◆ **YOUR INSTRUCTIONS**: Go through the listing below and list every line with "logger".

◆ **DATA FOR PROCESSING**:

Issue #726, opened 2018-09-07
Create mock exchange API for tests


yourheropaul:
This will be necessary for controlled e2e and manual tests. The oracle clients read price information from a number of currency exchange APIs and use that to calculate the price of the kCoins in the market, and thus adjust the minting and burning rates.

We need a set of mock API endpoints that we control, which will replay fake price data as if it were happening now. Because the outcomes of those data are known, we can then make sure the oracle clients are fetching the correct values, and also that the minting and burning rates are correct.

An example of an exchange that we'll be working with for kUSD is [Exrates](https://exrates.me/dashboard) (which has an [API](https://ex-open-api.firebaseapp.com/)).

The mock exchange must:

- [ ] be able to replay fake data from several exchanges (Extrates, with more to follow) in the proper format of that exchange
- [ ] Be portable (ie Dockerised) so that we can deploy any number of different exchanges
- [ ] Have some sort of control mechanism, so that we can choose what data to replay
- [ ] Have very simple analytics/logging so that we can make sure the oracles are making requests properly
- [ ] Serve the API content over HTTPS, because that's required for oracle request verification

PR #762, opened 2018-09-18
Feature/mock exchange

jgimeno:
Creating a backend that mocks requests to several exchanges, right now it only suppor exrates.

Important changes:

Mandatory:
- [x] Added documentation.

Closes #
https://github.com/kowala-tech/kcoin/issues/726


mock-exchange/exchange/exrates/transformer.go
```diff
@@ -0,0 +1,42 @@
+package exrates
+
+import (
+	"encoding/json"
+
+	"github.com/kowala-tech/kcoin/mock-exchange/app"
+)
+
+type Transformer struct {
```
yourheropaul, line 9: Should this not be an interface defined somewhere else?

```
type Transformer interface {
    Transform(request app.Request) (string, error)
}
```

and then there'd be an implementation for each exchange?

yourheropaul (changes requested):

mock-exchange/exchange/exrates/transformer.go
jgimeno: Yes, you are right. I dont know why in the end this is here, I think I defined first in exchange folder. I am gonna returns this there, maybe I changed it when I got a cycle import problem.

jgimeno: Ah wait! Check in exchange/

```package exchange

import "github.com/kowala-tech/kcoin/mock-exchange/app"

type Transformer interface {
	Transform(request app.Request) (string, error)
}
```

jgimeno: Exactly what you mentioned!

e2e/features/mock_exchange.feature
```diff
@@ -0,0 +1,19 @@
+Feature: Using the mocked exchange backend
+  As a user I want to use the backend
+  To perform fake controlled requests
+
+  Background:
+    Given the network is running
```
acroca, line 6: It seems this e2e test is just testing the mocked exchange. Do we really need a running network?
Also, do we really need to use e2e tests for this? I'd just use a standard go test instead.

JekaMas: Agree. A pack of unit tests seems more suitable for this.

acroca: Unless we plan to add e2e tests that really test how this exchange affect the network. Is it the plan @jgimeno ?

yourheropaul: We'll need e2e tests for the oracle client, which will use the mock exchange as data sources. So yes, there will eventually be full-network tests

jgimeno: yep, this is just a test as an example on how to use it later for the oracle.

yourheropaul (approved):

e2e/features/mock_exchange.feature
jmatosp: yeah, I agree, don't think we need e2e test on a mock

mock-exchange/Gopkg.toml
```diff
@@ -0,0 +1,54 @@
+# Gopkg.toml example
```
jmatosp: delete the provided example

mock-exchange/app/request.go
```diff
@@ -0,0 +1,11 @@
+package app
+
+type Request struct {
+	Sell []RateValue `json:"sell"`
+	Buy  []RateValue `json:"buy"`
+}
+
+type RateValue struct {
+	Amount float64
```
jmatosp, line 9: nothing good will come out of a float. are you sure about using float?

mock-exchange/main.go
```diff
@@ -0,0 +1,9 @@
+package main
+
+import (
+	"github.com/kowala-tech/kcoin/mock-exchange/cmd"
+)
+
+func main() {
+	cmd.Execute()
```
jmatosp: magic!

don't think we should use this approach, use the standard cobra example. 
this example you used, is using a global variable

mock-exchange/server/handler.go
```diff
@@ -0,0 +1,115 @@
...
+	Error string `json:"error"`
+}
+
+type FetchDataHandler struct {
+	cache *cache.Cache
+}
+
+func (h *FetchDataHandler) ServeHTTP(w http.ResponseWriter, r *http.Request) {
+	if r.Method != http.MethodPost {
+		logrus.WithFields(logrus.Fields{
```
jmatosp: you can shorten this to using this line at the beginning of the method and then just use the `logger` reference

```
logger := logrus.WithFields(logrus.Fields{
			"call":    "fetch",
			"method": r.Method.
		})

...
logger.WithField("request", request).Warn("invalid method called")
```

mock-exchange/server/handler.go
```diff
@@ -0,0 +1,115 @@
...
+		w.WriteHeader(http.StatusMethodNotAllowed)
+		return
+	}
+
+	req, ok := h.cache.Get(app.CacheRequestKey)
+	if !ok {
+
+		jsonErrResp, err := json.Marshal(ErrorResponse{Error: "Please, call fetch before."})
+		if err != nil {
+			logrus.WithFields(logrus.Fields{
```
jmatosp: `logger.WithError(err).Warn("error creating error response")`

mock-exchange/server/handler.go
```diff
@@ -0,0 +1,115 @@
...
+		logrus.WithFields(logrus.Fields{
+			"call": "getRate",
+		}).Info("msg", "get rates api method was called before fetching mocked info")
+		return
+	}
+
+	tResp, err := h.transformer.Transform(req.(app.Request))
+	if err != nil {
+		w.WriteHeader(http.StatusBadRequest)
+		jsonErrResp, err := json.Marshal(ErrorResponse{Error: "There was a problem getting data from request."})
```
jmatosp: maybe this can help reducing some of the boiler place
```
JSON(w, ErrorResponse{Error: "There was a problem getting data from request."}, http.StatusBadRequest)

// JSON prepares a response write to be written with all the headers needed
func JSON(output http.ResponseWriter, val interface{}, code int) {
	var content []byte
	var err error

	output.Header().Set("Content-Type", "application/json")
	output.WriteHeader(code)

	if val != nil {
		content, err = json.Marshal(val)
		output.Header().Set("Content-Length", strconv.Itoa(len(content)))
		if err != nil {
			http.Error(output, "", http.StatusInternalServerError)
			return
		}
		output.Write(content)
	}
}
```

e2e/features/mock_exchange.feature
jgimeno: But this e2e is just created so in the future it is easy to launch e2e tests using the mock server. What I can do is remove the feature files, or comment. @jmatosp @yourheropaul

mock-exchange/app/request.go
jgimeno: @jmatosp for now there is no operations between floats, it is just a way to send floating point numbers, that then are printed back exactly the same. I dont think we will face tipycal float errors, what do you think?

jmatosp: just pointing out that if we do any calculations we might go wrong, but then again this isn't the real thing :+1:

e2e/features/mock_exchange.feature
yourheropaul: Maybe comment that line out for now so that the tests are quicker?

◆ **RESPONSE TO THE EXERCISE**:
jmatosp: you can shorten this to using this line at the beginning of the method and then just use the `logger` reference
logger := logrus.WithFields(logrus.Fields{
logger.WithField("request", request).Warn("invalid method called")
jmatosp: `logger.WithError(err).Warn("error creating error response")`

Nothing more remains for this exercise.